Ao amanhecer do outro dia, o oitavo de agosto, os mestres das caravelas levaram os mouros que eram duzentos e mais trinta e cinco, ao campo de fora da vila. Antes disso, porém, conduziram-nos quase todos à pia batismal, e um menino, que depois se tornou franciscano, o remeteram a São Vicente do Cabo onde ficou assistindo na lei do Senhor.
Os outros juntaram-se no campo, coisa maravilhosa de ver, pois eram uns de alvura sem mácula e formosos, outros de cor parda, e outros, ainda negros como a noite, feios e mal-ajeitados de corpo. Meu Deus! E qual coração, por mais empedernido, se não comovera diante daquele triste rebanho?
Uns, de rostos baixos, lavavam as faces com pranto, outros trocavam olhares angustiados; gemiam alguns, dolorosamente, fitando as alturas do céu, gritando de rijo, como se rogassem ajuda ao Pai da Natureza; outros rasgavam com as unhas a pele da cara e arremessavam-se ao chão; outros, ainda, soltavam do peito um coro de lamentações à maneira dos cânticos da sua terra distante. E se os nossos não compreendiam as palavras, entendiam, ao menos, o grau de tamanha de tristeza!
E como se não bastasse a condição de escravos, aproximaram-se, então, os da partilha, que, para ajustarem os quinhões, muitas vezes tiveram de separar os filhos dos pais, e as mulheres dos maridos, e os irmãos entre si. O coração não mandava, mandava a sorte.

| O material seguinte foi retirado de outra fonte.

PR #901, opened 2017-02-24
Fixed nux notice dismissal on the service settings page

marcinbot:
To test:
* remove `wc_connect_nux_notices` from the `wp_usermeta` table
* open shipping settings and dismiss the nux notice
* refresh
* verify the notice is gone for good


jeffstieler:
Can you write some steps to reproduce the issue this fixes? Is it perhaps a bug we introduced since the last release?

I tested on 1.1.1 and didn't have the notice reappear.

PR #902, opened 2017-02-24
Labels: Don't initially show red error highlights for missing destination address.

jeffstieler:
Apply same “ignore validation” logic to the destination shipping address during label creation.

For manual orders that may not have a shipping address yet, don’t scare the merchant with a “wall of red”.

To test:
* Edit an order to remove the shipping address, or manually create an order
* Click "create label"
* Verify that the destination step opens, but does not show errors until interacted with


v18:
:shipit:

Issue #819, opened 2017-01-22
Shipping labels: promote savings to merchant 


kellychoffman:
What benefit is it serving? Its too small to see, and the space could be better utilized. We can add a price summary there. Idea:

<img width="495" alt="screen shot 2017-01-22 at 1 20 21 pm" src="https://cloud.githubusercontent.com/assets/5835847/22184319/a24b4d10-e0a5-11e6-8e4d-3fee9909df81.png">

DanReyLop:
Can we get an agreement on this one?

Originally the preview was implemented because "people want to see what they are about to buy", even if it's fake. Now, with the paper size selection it now shows how the labels fit into a page and how many pages it will be. I'm just stating what purpose does it serve, I'm not saying we should neccesarily keep it :)

If we axe this, we can get rid on some technical debt on this component: https://github.com/Automattic/woocommerce-services/issues/598 https://github.com/Automattic/woocommerce-services/issues/718 and specially https://github.com/Automattic/woocommerce-services/issues/675

cc/ @jeffstieler @nabsul @v18 @marcinbot

kellychoffman:
Well, you know my opinion :)

> Now, with the paper size selection it now shows how the labels fit into a page and how many pages it will be

Good point, but this can also be served with the print dialog, which has a preview. And I would guess people aren't switching back and forth between different paper sizes per label. We could add that to a global setting that you set up initially, but one decision at a time 😀

jeffstieler:
> Originally the preview was implemented because "people want to see what they are about to buy", even if it's fake.

I remember this being the motivation, but I don't remember it being backed by anything other than gut feel. Even our Stamps.com extension doesn't show a preview: https://docs.woocommerce.com/document/woocommerce-shipping-stamps/

The only tangible value I can come up with for a preview is to do a test print, but we aren't really facilitating that right now.

What about removing the "preview" from the label modal, and adding a "print test label" feature to the System Status page?

kellychoffman:
That sounds like a plan to me.

jeffstieler:
Giving this issue a kick 😄 ..

![](https://cloud.githubusercontent.com/assets/5835847/22184319/a24b4d10-e0a5-11e6-8e4d-3fee9909df81.png)

This reimagined use of the preview real estate is great - but we can't deliver all of it now, and there are some nuances to discuss.

1. We can't offer insurance (yet)
1. Not all shipping services can be offered to our customers at a discount (including USPS services)
[...]

PR #908, opened 2017-02-25
Fix printing labels in different browsers

### LINKED ISSUE #885: Invoking the native "Print" dialog is broken in several browsers
Welcome to the old pains of cross-browser development.

Currently, the way labels PDFs are printed is as follows:
* User clicks button.
* PDF URL is constructed and loaded into an invisible `<iframe>`.
* When that PDF finishes loading, invoke `print()` in that `<iframe>`.
* Profit!

That doesn't work in all browsers (Firefox, IE or Edge), only in Chrome (and maybe Safari).

DanReyLop:
Fixes #885 

Sorry for the wall of text, but this issue had a lot of traps and nuances, I needed a place to dump my brain.

# Browser differences
## Chrome

An `<iframe>` can have it's `print()` method invoked any time, at least if it's from the same origin (which it is). Thus, the previous code worked fine here.

## Safari

Haven't tried yet.

## Firefox

Due to [this bug](https://bugzilla.mozilla.org/show_bug.cgi?id=911444) (I'm following it so I'll know if it eventually gets fixed), PDFs loaded into a webpage internally use a separate `<iframe>` with a different domain, so Cross-Domain restrictions apply and the `print()` method can't be invoked at all.

The best way to "fallback" in this case is to open the PDF into a new tab, using `window.open()`. **But**, this must be done as a direct response to an user interaction or it will be blocked by the browser's built-in popup blocker.

## IE11

IE11 doesn't come with a built-in PDF viewer. Thus, when trying to load a PDF into an `<iframe>`, the `Download/Open` pop-up is shown.
With `Acrobat Reader`, you can call `print()` on a PDF loaded inside an `<iframe>`, but for some reason it just prints a blank page.
**NOTE**: When enabling/disabling Acrobat Reader on IE11, restart the browser before testing anything or funky stuff will happen.

## MS Edge

The `<iframe>` must be visible. If it has `display: none` it won't load. It can be tricked though, just by rendering it visible but off-screen.

-----

There are 2 printing-related use cases: label purchase and label re-print.

# Label Purchase
## Previous behaviour
* User clicks `Buy` button.
* AJAX request is done to the server.
* Server replies with `success` and a list of labels.
* A PDF URL is constructed and loaded into an invisible `<iframe>`.
* When that PDF is loaded (`iframe.onload` handler), the native `Print` dialog is triggered by calling `iframe.contentWindow.print()`.

### Chrome, MS Edge (and I hope Safari)
Same as before, this is working fine.

### IE11 (without Acrobat Reader)
* User clicks `Buy` button.
* AJAX request is done to the server.
* Server replies with `success` and a list of labels.
* A PDF URL is constructed and loaded into an invisible `<iframe>`.
* Immediately, the native `Download / Open` popup is displayed. The name of the file is `print.pdf`. The user can then download it and print it himself.

### IE11 (with Acrobat Reader), and Firefox
* User clicks `Buy` button.
* AJAX request is done to the server.
* Server replies with `success` and a list of labels.
* The `Buy` button becomes a `Print` button.
* User clicks `Print` button.
* A PDF URL is constructed and loaded in a new tab using `window.open()`.
* In that tab, the PDF will be full-screen, with the Acrobat toolbar (which has a big Print button).

# Label reprint
## Previous behaviour
* User clicks `Print` button inside the `Reprint` dialog.
* A PDF URL is constructed and loaded into an invisible `<iframe>`.
* When that PDF is loaded (`iframe.onload` handler), the native `Print` dialog is triggered by calling `iframe.contentWindow.print()`.

### Chrome, MS Edge (and I hope Safari)
Same as before, this is working fine.

### IE11 (without Acrobat Reader)
* User clicks `Print` button inside the `Reprint` dialog.
* A PDF URL is constructed and loaded into an invisible `<iframe>`.
* Immediately, the native `Download / Open` popup is displayed. The name of the file is `print.pdf`. The user can then download it and print it himself.

### IE11 (with Acrobat Reader), and Firefox
* User clicks `Print` button inside the `Reprint` dialog.
* A PDF URL is constructed and loaded in a new tab using `window.open()`.
* In that tab, the PDF will be full-screen, with the Acrobat toolbar (which has a big Print button).

----

# Testing done

- [x] Chrome - Purchase Label (prints automatically)
- [x] Chrome - Reprint Label (prints automatically)
- [x] IE11 - Purchase Label (`Download` pop-up)
- [x] IE11 - Reprint Label (`Download` pop-up)
- [x] IE11 with Acrobat Reader - Purchase Label (`Purchase` button changes to `Print`, then opens PDF in new tab)
- [x] IE11 with Acrobat Reader- Reprint Label (opens PDF in new tab)
- [x] MS Edge - Purchase Label (prints automatically)
- [x] MS Edge - Reprint Label (prints automatically)
- [x] Firefox - Purchase Label (`Purchase` button changes to `Print`, then opens PDF in new tab)
- [x] Firefox - Reprint Label (opens PDF in new tab)
- [x] Safari - Purchase Label (should print automatically)
- [x] Safari - Reprint Label (should print automatically)

Can anyone please test it in Safari?


DanReyLop:
It's specially important to test purchasing a label in Firefox, because the UI changed there. After the purchase is completed, the `<Spinner> Purchasing...` button changes to `Print` and it must be clicked again. Maybe that's too subtle?

v18:
I tested with Safari 10.0.3 on Mac 10.11.6, and both printing & reprinting works.

I also tested with Chrome 56.0.2924.87 and I ran into an issue where the label will not print (either on original print or re-print):

screen shot 2017-03-01 at 8 28 31 am

The error I saw was: 

> You tried to return focus to null but it is not in the DOM anymore

client/lib/utils/print-document.js
```diff
@@ -1,27 +1,68 @@
...
+					return true;
+				} );
+
+		case 'addon':
+			// window.open will be blocked by the browser if this code isn't being executed from a direct user interaction
+			if ( isUserInteraction ) {
+				window.open( url );
+				return Promise.resolve( true );
+			}
+			return Promise.resolve( false );
```
v18: Should this be `reject` with an error?

client/lib/utils/print-document.js
```diff
@@ -1,27 +1,68 @@
...
+/**
+ * Opens the native printing dialog to print the given URL.
+ * Falls back to opening the PDF in a new tab if opening the printing dialog is not supported.
+ * @param {string} url URL of the document to print
+ * @param {boolean} isUserInteraction True if this code is being executed as a result of a direct user interaction,
+ * such as the click of a button. False otherwise (if this was triggered by an AJAX response, for example
+ * @returns {Promise} Promise that resolves with true if the printing dialog (or equivalent) was correctly
+ * invoked. It resolves with false if it's required to call this function again as a result of direct user interaction.
+ */
+export default ( url, isUserInteraction ) => {
```
v18: We always use this function assuming it returns a Promise. However, we don't always return a Promise (like on line 51 - `return true`. Can we return a Promise here from the start like `loadDocumentInFrame` above, and resolve and reject as needed within?

client/lib/utils/print-document.js
```diff
@@ -1,27 +1,68 @@
...
+	switch ( pdfSupport() ) {
+		case 'native':
+			// Happy case where everything can happen automatically. Supported in Edge, Chrome and Safari
+			return loadDocumentInFrame( url )
+				.then( () => {
+					iframe.contentWindow.print();
+					return true;
+				} );
+
```
v18: What happens if `loadDocumentInFrame` rejects?

client/lib/utils/print-document.js
```diff
@@ -1,27 +1,68 @@
...
+		case 'addon':
+			// window.open will be blocked by the browser if this code isn't being executed from a direct user interaction
+			if ( isUserInteraction ) {
+				window.open( url );
+				return Promise.resolve( true );
+			}
+			return Promise.resolve( false );
+
+		default:
+			// If browser doesn't support PDFs at all, this will trigger the "Download" pop-up.
```
v18: Is there an example of a browser that doesn't support PDFs? Want to try this out.

client/lib/utils/print-document.js
v18: Can we move the boolean `isUserInteraction` out into a separate function (for example `printOnUserInteraction`) or add an object parameter instead? It's a bit hard to read the function calls otherwise.

client/shipping-label/state/actions.js
```diff
@@ -514,13 +515,18 @@ export const purchaseLabel = () => ( dispatch, getState, context ) => {
...
+					.then( ( success ) => {
 						const noticeText = 1 === response.length
 								? __( 'Your shipping label was purchased successfully' )
 								: sprintf( __( 'Your %d shipping labels were purchased successfully' ), response.length );
 						dispatch( NoticeActions.successNotice( noticeText ) );
-						dispatch( exitPrintingFlow( true ) );
+						if ( success ) {
+							dispatch( exitPrintingFlow( true ) );
+						} else {
+							dispatch( { type: SHOW_PRINT_CONFIRMATION, printUrl } );
```
v18: `SHOW_PRINT_CONFIRMATION` seems to only depend on the browser behaviour defined in `printDocument`. Can we update the `purchaseLabel` flow instead to decide which button to show? Maybe using a component prop.

client/lib/pdf-label-utils/index.js
```diff
@@ -1,6 +1,7 @@
 import { translate as __ } from 'lib/mixins/i18n';
 import querystring from 'querystring';
 import _ from 'lodash';
+import pdfSupport from 'lib/utils/pdf-support';
```
v18: Can we rename this to `getPdfSupport` or `getPdfSupportType`?

assets/stylesheets/style.scss
```diff
@@ -40,6 +40,14 @@
...
         padding: 5px 14px 7px;
+
+		.spinner {
+			margin-bottom: -8px;
+
+			.spinner__border {
+				fill: transparent;
+			}
+		}
     }
```
v18: There are some spacing (spaces vs tabs) issues right around this block.

nabsul:
I testing printing a new label and reprinting in Firefox, Chrome, Edge and IE11 in Windows and they all behave as expected.

Out of curiosity I also tested IE 10, 9, 8 (in IE11's emulation mode). CSS starts to break down in 9 and 10, but it still works. IE8 Doesn't render the react app at all :-)

client/lib/pdf-label-utils/index.js
```diff
@@ -45,5 +46,5 @@ export const getPrintURL = ( paperSize, labels, { labelsPrintURL, nonce } ) => {
 };
 
 export const getPreviewURL = ( paperSize, labels, { labelsPreviewURL, nonce } ) => {
-	return _getPDFURL( paperSize, labels, labelsPreviewURL, nonce );
+	return pdfSupport() ? _getPDFURL( paperSize, labels, labelsPreviewURL, nonce ) : null;
```
DanReyLop: Yes, I added this to not break everything in IE11 right now, but this line of code will soon get removed by #819. `pdfSupport()` is used in more places.

client/lib/utils/print-document.js
DanReyLop: IE11. That's before you install the Adobe Acrobat plugin for it, of course :)

DanReyLop:
> IE8 Doesn't render the react app at all :-)

React doesn't support IE8 at all, so I'm not surprised :)

client/lib/utils/print-document.js
v18: On second thought, we're all set here since we're not always doing something async, and returning a value is the same as returning `Promise.resolve(value)`. Having a different behaviour for the default case is still a bit hard to digest, though.

DanReyLop: This function is always returning a Promise chain. In line 48 it returns a Promise, that eventually will resolve to `true`. Sometimes this function is sync, sometimes it's async, the beauty about this is that the calling code doesn't need to care. You weren't here when we started using Promises, these concepts can be hard to grasp at first :)

client/lib/utils/print-document.js
DanReyLop: I usually only use `rejections` for real errors, such as a `404 Not Found` when loading the PDF or things like that. This case just means "Couldn't print, but it you do it again with `isUserInteraction` set to `true` it will work". It **could** be a special kind of error, but I'm not a fan of modeling "normal" flows around what are basically `try... catch` constructs.

client/lib/utils/print-document.js
DanReyLop: The rejection will propagate through the Promise chain to the caller of `printDocument` (like [here](https://github.com/Automattic/woocommerce-services/pull/908/files#diff-d8b04016a3889c977c51e0ed0ae5a2f7R665)) and that will show an error notice.

client/lib/utils/print-document.js
DanReyLop: After the AJAX request for purchasing a label is completed, the function `printDocument(url, false)` is called, regardless of the browser capabilities. If the browser needs a direct user interaction, the Promise is resolved with `false`, that result is used [here](https://github.com/Automattic/woocommerce-services/pull/908/files/c224461151150ed30ac092db3f0e8888aec7a6ca#diff-d8b04016a3889c977c51e0ed0ae5a2f7R525), that code ultimately changes the `Purchasing...` button to `Print`. Since I had to explain how it works, that's a synthom that it's too complicated, I'll try to simplify.

client/lib/utils/print-document.js
v18: It looks like the rejection would be uncaught in the `default` case for printDocument. Not sure why I added my note on this line ;). If it comes back to me I'll reply again.

DanReyLop: Oh, yeah, that one. Since in the `default` case nothing will be loaded in the `<iframe>` (because the browser doesn't support PDFs), that Promise would never resolve or reject, so it's just ignored.

client/shipping-label/state/actions.js
```diff
@@ -514,13 +515,18 @@ export const purchaseLabel = () => ( dispatch, getState, context ) => {
...
+						}
 					} )
 					.catch( ( err ) => {
 						console.error( err );
```
DanReyLop: At this point, it's better to just let the user refresh the page. We don't have logic in place to correctly recover from an error in this flow. For example, the EasyPost `shipment_id` is not reset, so another try at purchasing would give an EasyPost error for sure.

client/shipping-label/state/actions.js
DanReyLop: We still need a way to indicate the purchase dialog "Purchase has completed, but don't close yourself yet". That has to go into the redux state tree anyway, so at least I prefer to make it explicit here.

DanReyLop:
> I also tested with Chrome 56.0.2924.87 and I ran into an issue where the label will not print (either on original print or re-print):

This is gonna sound incredibly arrogant but... it's not my code, my code is amazing, it's a bug in Chrome 🏆 
But seriously, it is. I've just tried and I can't print *anything* in Chrome 56 (I could on Chrome 55). Just try to print any webpage to double-check. I'll see if there's a bug filled already.

The `You tried to return focus to null but it is not in the DOM anymore` warning is unrelated, caused by Calypso changing its custom `<Dialog>` implementation to use `react-modal` ([here](https://github.com/Automattic/wp-calypso/pull/10819)). It's harmless though, everything works fine.

assets/stylesheets/style.scss
DanReyLop: Fixed on https://github.com/Automattic/woocommerce-services/pull/908/commits/70351831062649961cec8c67f80006acb7aea30c

client/lib/utils/print-document.js
DanReyLop: Simplified on https://github.com/Automattic/woocommerce-services/pull/908/commits/70351831062649961cec8c67f80006acb7aea30c

client/shipping-label/state/actions.js
```diff
@@ -648,7 +660,7 @@ export const confirmReprint = () => ( dispatch, getState, context ) => {
 	dispatch( { type: CONFIRM_REPRINT } );
 	const state = getState().shippingLabel;
 	const labelId = state.reprintDialog.labelId;
-	printDocument( getPrintURL( getState().shippingLabel.paperSize, [ { labelId } ], context ) )
+	printDocument( getPrintURL( getState().shippingLabel.paperSize, [ { labelId } ], context ), true )
 		.then( () => dispatch( closeReprintDialog() ) )
 		.catch( ( error ) => dispatch( NoticeActions.errorNotice( error.toString() ) ) );
```
DanReyLop: Fixed on https://github.com/Automattic/woocommerce-services/pull/908/commits/70351831062649961cec8c67f80006acb7aea30c

client/lib/utils/pdf-support.js
```diff
@@ -0,0 +1,36 @@
...
+/**
+ * This function result is cached for performance reasons, since browser capabilities won't change.
+ *
+ * @returns {string|false} "native" if the browser can display PDFs and code can reliably call JS
+ * functions on those PDFs (such as print()). "addon" if the browser can display PDFs, but there's
+ * no guarantee that they will respond to a DOM-like API. false if the browser can't display
+ * PDFs at all.
+ */
+export default _.memoize( () => {
+	if ( navigator.userAgent.includes( 'Firefox' ) ) {
```
jeffstieler: Is there any alternative to using `navigator.userAgent`?

MDN lists it as a deprecated feature that will be removed eventually. See: https://developer.mozilla.org/en-US/docs/Web/API/NavigatorID/userAgent

DanReyLop: `navigator.userAgent` is here since the beginning of JS, and virtually every page in the world relies on it. It may not be considered "best practice" to rely on it, but no browser is going to remove it. AFAIK, there's no other reliable way to check if the browser is `Firefox`.

v18:
@DanReyLop - I'm still not 100% sold on add the logic for `getPurchaseButtonLabel` in the state. It makes a it a bit difficult to reason about which button will show up. From what I can tell there isn't a reason to try to print the PDF to see if it doesn't work first (and then dispatch the `SHOW_PRINT_CONFIRMATION` action) - let me know if I missed something, though.

I think we can rely on `getPDFSupport()` directly in `PrintLabelDialog`.

DanReyLop:
> From what I can tell there isn't a reason to try to print the PDF to see if it doesn't work first

I've changed that. Now the AJAX purchase request is made, and **after** that, the `SHOW_PRINT_CONFIRMATION` action is dispatched if needed. That's what's needed to transition from the `Purchasing...` spinner to the `Print` button confirmation (or to automatically close the dialog if it's Chrome/Edge/Safari).

> I think we can rely on getPDFSupport() directly in PrintLabelDialog.

The dialog still needs to know somehow that it's on the "The purchase completed but this dialog must **not** be closed yet". One thing is to know the browser capabilities, and other is to know the current state of the purchase. For showing the `Print` button you need to know at least the state.

I hope it makes a little more sense now. I get that it's harder to follow than before, but I honestly don't know how to simplify it more. This PR adds complexity because the problem it solves is tricky, there's n way around that.

v18:
@DanReyLop yeh, I agree the new `'addon' === getPDFSupport()` check makes it much clearer :).
I missed that the `printDocument` is coupled string with the `labelActions.purchaseLabel` so that makes it difficult to update the button without using the state right now. Generally, I'd say it would be worth de-coupling those, but it's not a blocker for this PR. 🚢

PR #1994, opened 2020-04-03
Optimize bundles

superdav42:
Before:
image

After:
image
Done:
Lazy load code via routes
Lazy load create shipping label modal
Extern all wp-* scripts that can be.

TODO:
Test in WP < 5 and older than 5.3. Possible mix bundling and extern to support WP < 5
Remove core-js by using wp-polyfill extern
Refactor ShippingLabelViewWrapper to be as light as possible on initial load and lazy load more things for the modal.


client/apps/shipping-label/view-wrapper-label.js
```diff
@@ -84,6 +86,7 @@ export class ShippingLabelViewWrapper extends Component {
 			// If there are no purchased labels, just show Create labels button
 			if ( ! activeLabels.length ) {
 				return (
+					<span>
```
Ferdev, line 89: why are these `span`s? Semantically, spans are not allowed to contain block elements. We should use a block element here, and if it needs to be displayed inline, we should adjust its styling.

client/apps/shipping-label/view-wrapper-label.js
```diff
@@ -93,6 +96,10 @@ export class ShippingLabelViewWrapper extends Component {
 					>
 						{ translate( 'Create shipping label' ) }
 					</Button>
+						<Suspense fallback={<div />}>
+							<LabelPurchaseModal orderId={ orderId } siteId={ siteId } />
+						</Suspense>
```
Ferdev, line 101: Indentation is a bit off.

client/apps/shipping-label/view-wrapper-label.js
```diff
@@ -134,6 +145,10 @@ export class ShippingLabelViewWrapper extends Component {
 					>
 						{ translate( 'Track Package', 'Track Packages', { count: activeLabels.length } ) }
 					</Button>
+					<Suspense fallback={<div />}>
+						<LabelPurchaseModal orderId={ orderId } siteId={ siteId } />
+						<TrackingModal orderId={ orderId } siteId={ siteId } />
+					</Suspense>
 				</span>
```
Ferdev, line 152: Same here with the `span`s. Block elements should be used instead.

superdav42: divs are better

Oh! Fortuna cujas rodas andam e desandam e governam o mundo como lhes apraz! Mal apartavam um filho do seu pai, ambos se erguiam, terríveis, atirando-se aos braços um do outro; as mães apertavam ao peito os meninos, deitavam-se de bruços, por terra, com eles, e para que lhos não arrebatassem preferiam arriscar a carne do seu corpo.
Em volta do campo, comprimiam-se os vilãos e os homens dos lugares e comarcas dos arredores que, nesse dia, tinham deixado as terras desertas e as ferramentas abandonadas para virem contemplar, de perto, aquela novidade. E, entre eles, muitos de coração macio – choravam!”.

(Continua)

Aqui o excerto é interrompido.